“You will never know how much you believe something until it is a matter of life and death”
C. S. Lewis
I am terrified when I think about the future and try not to look too far ahead. I catch myself saying ‘please God’ after sentences which is something my Granny used to say and I always found odd. “I’ll see you next year, please God”, she’d say, knowing that there was every possibility she might not live until the following summer. It seemed to me such an odd thing to say, I had no concept of death or dying; but now, I can barely look six weeks into the future without adding ‘please God’ at the end of every sentence.
When I began to realise the extent of H’s physical difficulties I worried about how I’d care for a grown man, unable to do anything for himself.

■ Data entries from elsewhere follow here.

PR #391, opened 2023-06-28
bugfix: simple trigger source nilptr and ipset length error

hhyasdf:
Pull Request Description
---

1. Fix nil pointer error which might happen in daemon during initializiation.
2. Fix the error that ipv6 "local underlay net"  ipset name is longer than 31 characters.  

### Special notes for reviews

### DIFF
--- a/pkg/daemon/iptables/iptables.go
+++ b/pkg/daemon/iptables/iptables.go
@@ -49,11 +49,14 @@ const (
 	ChainHybridnetFromRuleSkip         = CustomChainPrefix + "FROM-RULE-SKIP"
 	ChainHybridnetPodToNodeTrafficMark = CustomChainPrefix + "POD-TO-NODE-MARK"
 
-	HybridnetOverlayNetSetName       = "HYBRIDNET-OVERLAY-NET"
-	HybridnetAllIPSetName            = "HYBRIDNET-ALL"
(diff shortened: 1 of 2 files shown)


pkg/daemon/iptables/iptables.go
```diff
@@ -49,11 +49,14 @@ const (
...
 
-	HybridnetOverlayNetSetName       = "HYBRIDNET-OVERLAY-NET"
-	HybridnetAllIPSetName            = "HYBRIDNET-ALL"
-	HybridnetNodeIPSetName           = "HYBRIDNET-NODE-IP"
-	HybridnetLocalPodIPSetName       = "HYBRIDNET-LOCAL-POD-IP"
-	HybridnetLocalUnderlayNetSetName = "HYBRIDNET-LOCAL-UNDERLAY-NET"
+	// The origin ip set name below should not be longer than 25 characters, because v6 ip set name will get an "inet6:" prefix,
+	// and the actual length of ip set name should not be longer than 31 characters.
+
+	HybridnetOverlayNetSetName       = "HYBR-OVERLAY-NET"
```
mars1024, line 55: will the old ipsets still exist after upgrading?

hhyasdf: noop~

mars1024 (approved):
/lgtm

PR #402, opened 2023-09-20
feat: introduce update-ipinstance-status for daemon

hhyasdf:
Pull Request Description
---

So we can make daemon donot update status for ipinstance. And remove `status.phase` field for IPInstance, which is useless.

### Special notes for reviews


mars1024 (approved):
/lgtm

PR #403, opened 2023-09-21
only reserver ip instance after pod terminated

mars1024:
Pull Request Description
---

IPInstance reservation happens immediately after pod terminating now, so `preStop` will lose network connectivity because of this.

NONE

### Describe how you did it
To avoid losing network connectivity when pre-stopping, we should reserve ip instance only after pod terminated, which means all containers of pod do not need network connectivity any more.

### Describe how to verify it
Integration test will do this.

### Special notes for reviews
NONE


hhyasdf (approved):
/lgtm

PR #615, opened 2025-02-18
Add necessary noexcept for more recent cython

cvanelteren:


molinav:
Thanks, @cvanelteren! I also added a couple of changes that are related to the new syntax.

PR #622, opened 2025-02-26
Cibuild built from sdist -> wheel

cvanelteren:
This PR achieves two things.
First it builds the wheels directly from sdist rather than building the two separately.
Second, it ensures that cibuild will use the data and data_hires in the builds.

This was discussed on #611.


cvanelteren:
Hi @molinav does this align with your intention?

PR #623, opened 2025-02-26
Add docs to workflow

cvanelteren:
As it says on the tin. Branches from #622


cvanelteren:
Marked as draft until #622 is merged.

How would I lift him, wash him, change him? It came as a cold hard blow to the chest when I discovered that I would be incredibly lucky to be able to care for him as a man. There is every chance he won’t make it that far. I mention again the Consultant who spoke to me last week and said, “We neverexpected him to make it this far”. It is a strange and surreal way to live. You can’t think about it too much. You can’t believe it’s true. I can say words like life-limited and life threatened but deep in my heart I have to believe that it isn’t really going to happen; that the doctors have got it all wrong. I don’t think I’d make it through the day without convincing myself of that.

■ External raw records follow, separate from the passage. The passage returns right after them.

PR #627, opened 2025-07-18
CI: Harden GHA configuration

tacaswell:
Apply recommended hardening steps including:

- pinning to a SHA any actions used
- not persisting the read token on checkout
- setting the default permissions
- adding a depandabot file for GHA

### DIFF
--- a/.github/workflows/build.yml
+++ b/.github/workflows/build.yml
@@ -119,7 +119,7 @@ jobs:
           echo "SDIST_DIR=$extractedDir" | Out-File -FilePath $env:GITHUB_ENV -Append
 
       - name: Build basemap wheels from sdist
-        uses: pypa/cibuildwheel@v2.22.0
+        uses: pypa/cibuildwheel@ee63bf16da6cddfb925f542f2c7b59ad50e93969 # v2.22.0
         env:
           CIBW_ARCHS: "native"
           CIBW_BUILD: "cp39* cp310* cp311* cp312* cp313*"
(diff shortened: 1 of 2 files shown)


tacaswell:
I apparently forgot to pull main before doing this, working on it.

molinav:
Thanks for the contribution, @tacaswell! I was looking at the workflow attempt for this PR:
https://github.com/matplotlib/basemap/actions/runs/16377453139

I worry about the effect having a brother like Little H has on Cheeky as much as I worry about Little H’s future. How will he cope? How can a child possibly cope with something like that? I spoke to our palliative care nurse about explaining to Cheeky why H spends so much time in hospital. There are a lot of books out there aimed at siblings of children with Autism or Downs Syndrome but I could find nothing appropriate for an undiagnosed child. In any case, it wasn’t the ‘label’ (or lackof) that I wanted to explain, it was why H and I were regularly whisked off in the back of an ambulance and Cheeky was hastily bundled into the back of a friend’s car for an unscheduled playdate; why Mummy had to give Little H a ‘special kiss’ (mouth to mouth) and why we used oxygen. In the end, I made a book myself with photos. The book the nurse returned with wasn’t what I had expected and led me to question how much I should be preparing Cheeky for what may happen in the future. It was called ‘Sam and his Special Book’ and is about a child who is life limited and who thinks about what his bedroom might look like in heaven. I sobbed when I read it; then quickly hid it out of sight. I’ve been given books by the nurses about preparing an end of life plan and thinking about funerals, Mr. M and I have had to discuss Little H’s ‘resuscitation status’ with our paediatrician, we visit a hospice and I’ve seen forms with the words ‘life limited and life threatened’ written in black and white (there is something so much worse about seeing it written down). But I have been metaphorically putting my fingers in my ears, closing my eyes and chanting ‘lah lah lah, I can’t hear you!’ But it’s there. It’s a burden you carry round with you all the time. It’s a sick feeling in the pit of your stomach, a heaviness in your heart. It never leaves. Some days I can almost forget and behave like a ‘normal’ functioning adult. But other days it sneaks up and grabs me by the throat, leaving me gasping for breath. Those are the days when I wake and silently pray ‘please still be alive’ or the days when his seizures go on too long and I beg ‘not now, please not now, I’m not ready’. (Will I ever be ready? Is anyone ever ready for that?) But I have been warned; I am aware that this is a possibility. Cheeky hasn’t.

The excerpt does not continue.